## Your assignment
Write the entries out in full, matching them exactly.

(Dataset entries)

★ ★ ★

PR #209, opened 2024-08-29
nvapi-gpu: Simplify check

SveSop:
No need to check struct version twice


jp7677:
Thanks, we are somewhat inconsistent with doing a pre-check or not regarding the struct version. Bailing out early safes some work and also plays easier with the tests but indeed duplicates the checks. Looks fine in this case!

PR #212, opened 2024-10-13
sysinfo: Detect Ampere on NVK

jp7677:
We can use the same check since Mesa NVK started advertising VK_KHR_fragment_shading_rate, which happened two days ago: https://gitlab.freedesktop.org/mesa/mesa/-/merge_requests/31585 and esp. https://gitlab.freedesktop.org/mesa/mesa/-/merge_requests/31585/diffs?commit_id=2fb4aed9d8b51b741fde7bb6a9c8c263a7be5fdd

★ ★ ★

## Your solution
PR #209, opened 2024-08-29
nvapi-gpu: Simplify check

SveSop:
No need to check struct version twice


jp7677:
Thanks, we are somewhat inconsistent with doing a pre-check or not regarding the struct version. Bailing out early safes some work and also plays easier with the tests but indeed duplicates the checks. Looks fine in this case!

PR #212, opened 2024-10-13
sysinfo: Detect Ampere on NVK

jp7677:
We can use the same check since Mesa NVK started advertising VK_KHR_fragment_shading_rate, which happened two days ago: https://gitlab.freedesktop.org/mesa/mesa/-/merge_requests/31585 and esp. https://gitlab.freedesktop.org/mesa/mesa/-/merge_requests/31585/diffs?commit_id=2fb4aed9d8b51b741fde7bb6a9c8c263a7be5fdd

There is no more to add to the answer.